Robin, Boy Virgin: Original Series

Thirty One: In The Dark

On Thursday morning, I came to school, feeling tired. After the LOVE club clash of opinions, I had had a lot to think about on Wednesday night. Mostly, I don't know if you noticed, but... Cora and I have, like, the exact same opinion on sex. And I'm not, I'm not entirely sure what that means, really, or if it means anything at all. I don't know, though. I'm a virgin. I don't know what makes people compatible in the sack. But I would imagine that being on the same page about what sex means and when to have it is, like, a good place to start at least.

Take it easy, Robin. Just... be cool. Don't get carried away.

Don't forget you're dating Minnie right now, kind of, so you should care about her opinion on sex. Ew, whoa, that's alien: thinking about having sex with Minnie. Whoa. K, no, let's just not. Again, don't get carried away.

I entered the practice room, and Cora was already there, sipping something from a coffee mug and playing these bored chords on the piano.

"Morning," I said. Cora looked over her shoulder.

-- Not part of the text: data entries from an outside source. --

PR #523, opened 2026-08-11
Fix anchors on Galaxy XR

dli7319:
## Description

- Remove frame caching in AnchorManager and Core, obtaining frames directly via renderer.xr.getFrame()
- Introduce XRReferenceSpaceCache to cache reference spaces on session start and perform pose conversions
- Update AnchorManager.create() to default anchorSpace to 'bounded-floor' and transform poses when source and target spaces differ
- Request local-floor, bounded-floor, and unbounded reference spaces by default in WebXR session options
- Update tests and demo scripts to match updated reference space and frame querying logic

## Type of Change

- [x] Bug fix
- [x] New feature / enhancement

## Media / Screen Recordings & Screenshots (If Applicable)

https://github.com/user-attachments/assets/ab41af5b-fbc7-4b54-bccb-96b03ddd2259

## Checklist

- [x] **Tested in simulator & device**: Verified functionality in desktop simulator and/or physical hardware (where applicable).
- [x] **Large Assets ($\ge$ 1MB)**: Submitted separately to [xrblocks/proprietary-assets](https://github.com/xrblocks/proprietary-assets) via jsdelivr CDN.
- [x] **SDK Dynamic Dependencies**: All new SDK dependencies are dynamically loaded at runtime.
- [x] **Security**: Confirmed no hardcoded API keys or secrets are committed.

PR #524, opened 2026-08-11
fix(anchors): restore anchor creation and persistence 

salmanmkc:
## Description

Follow-up to #523, adjusting a few paths for the move away from a cached `XRFrame`.

| Fix | Why |
| --- | --- |
| `create()` queues when there is no live frame | `getFrame()` is null outside the animation callback, so nothing was placed when called from a click handler |
| `restoreAll()` falls back to the renderer's session | Keeps the existing no-argument callers working |
| Anchor space falls back when `bounded-floor` isn't granted, warns once | Hardware without a configured play space could not anchor |
| A named `poseSpace` that can't be resolved fails rather than guessing | Substituting a space would misplace the anchor |
| Reference spaces resolving after their session ended are ignored | A late promise could repopulate a cleared cache |
| `getPose()` guards again and records `lastError` | Can throw across sessions, and it's called every frame |
| `Core.currentFrame` no longer throws before the renderer exists | Reading it early gave a TypeError rather than undefined |
| `Core` keeps `referenceSpaceType` in the optional features | An app setting `webxrOptionalFeatures` itself dropped `local-floor` |

`bounded-floor` stays the default, it just falls back now rather than declining to anchor. Placement is unaffected either way, as the pose is converted into whichever space is used.

## Type of Change

- [x] Bug fix
- [ ] New demo or sample
- [ ] Documentation update

Checked on a Quest 3 with this branch and `main` served side by side, same demo, only the SDK bundle differing.

## Checklist

- [x] **Tested in simulator & device**: Quest 3, compared against `main`. 619 unit tests pass. The one full-suite failure (`Core.test.ts` simulator lifecycle) also reproduces on `main` and is unrelated.
- [x] **Large Assets ($\ge$ 1MB)**: None.
- [x] **SDK Dynamic Dependencies**: None added.
- [x] **Security**: No keys or secrets.

### DIFF
--- a/src/core/Core.ts
+++ b/src/core/Core.ts
@@ -564,8 +564,8 @@ export class Core {
       this.context.setDeviceCamera(this.deviceCamera);
     }
 
-    const webXRRequiredFeatures: string[] = [...options.webxrRequiredFeatures];
-    const webXROptionalFeatures: string[] = [...options.webxrOptionalFeatures];
+    const webXRRequiredFeatures: string[] = options.webxrRequiredFeatures;
+    const webXROptionalFeatures: string[] = options.webxrOptionalFeatures;
     // The space the scene is drawn in has to be granted, and an app that sets
     // webxrOptionalFeatures itself would otherwise drop it and fail to start.
     if (!webXROptionalFeatures.includes(options.referenceSpaceType)) {
--- a/src/core/Core.ts
+++ b/src/core/Core.ts
@@ -564,8 +564,13 @@ export class Core {
       this.context.setDeviceCamera(this.deviceCamera);
     }
 
-    const webXRRequiredFeatures: string[] = options.webxrRequiredFeatures;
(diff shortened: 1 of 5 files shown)


src/core/Core.ts
```diff
@@ -564,8 +564,13 @@ export class Core {
       this.context.setDeviceCamera(this.deviceCamera);
     }
 
-    const webXRRequiredFeatures: string[] = options.webxrRequiredFeatures;
-    const webXROptionalFeatures: string[] = options.webxrOptionalFeatures;
+    const webXRRequiredFeatures: string[] = [...options.webxrRequiredFeatures];
```
dli7319: Nit: Can we keep the `options` instead of cloning it?

dli7319 (approved):
Tested on galaxy xr.

src/core/Core.ts
salmanmkc: yup! thanks for updating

"Mornin'" She replied. Judging from the lack of coffee smell, I guessed Cora was drinking peppermint tea again. I sat down in the other chair and rubbed my eyes. I looked around for a guitar, but someone had taken it from the room. I sighed.

"No guitar," I noted. Cora took her hand off piano and sucked back more tea.

"I'm freaking tired as balls today," Cora said. Ha! She just said balls.

"Me too," I agreed. Cora sighed and tucked her curly wavy hair behind her ears.

"What's the deal? Why doesn't the tea wake you up?" I asked. "Tea has more caffeine in it than coffee," I said, showing off some extraneous, dumb knowledge. Cora chuckled.

"It usually does. But, you know, tea is gentler than coffee so..." Cora said. She likes gentle. That's... that's nice. Ahem.

"Hm," Was all I said. My brain was thinking about being gentle and, um, I didn't want it to be doing that.

"You wanna listen to music?" Cora asked.

"Sure," I said. Of course, always. I turned to pull out my iPod and hook it up to the computer, when Cora came over to the computer and took charge. I felt like my role was being taken away, which is just stupid.

Cora put on this beautiful instrumental music and smiled when the song started. It made me smile too. Suddenly, Cora reached over to the light switch and turned off the lights. Whoa. But Cora moved away from me and then... lay down on the floor. She did it kind of stiffly, since she was tired, and exhaled happily when she was lying flat. But she was lying down on the floor. Her head was in the middle of the room and her legs stretched to the wall opposite from the computer.

"Come on, BW. This is nice," She encouraged, propping her coffee mug on her stomach. I paused and then decided not to think about it and just do it. So I lay down too, my head next to Cora's, but my legs stretching out the other way, under the computer desk. Together, our tall bodies pretty much covered the length of the room. Yeah it's a tiny room.

And now I was lying next to Cora's face in the dark, listening to amazing music. I looked over at Cora. Holy... she is pretty. Even though it was dark, I was close enough to her that I could see the curl of her eyelashes, I could see the profile of her face.

"Look, you can sort of see the reflection of the screen saver," Cora said, blinking. I just kind of... kept looking at her. Cora turned her head a little and looked at me. We were looking at each other and her eyes... like, even in the dark, man. Especially in the dark, the crisp deep blue sucked me in and made me crazy. Cora smiled a little and then looked back at the ceiling peacefully. I looked up at the ceiling.

1.) The planet scenes on the screen saver did in fact kind of glow on the ceiling.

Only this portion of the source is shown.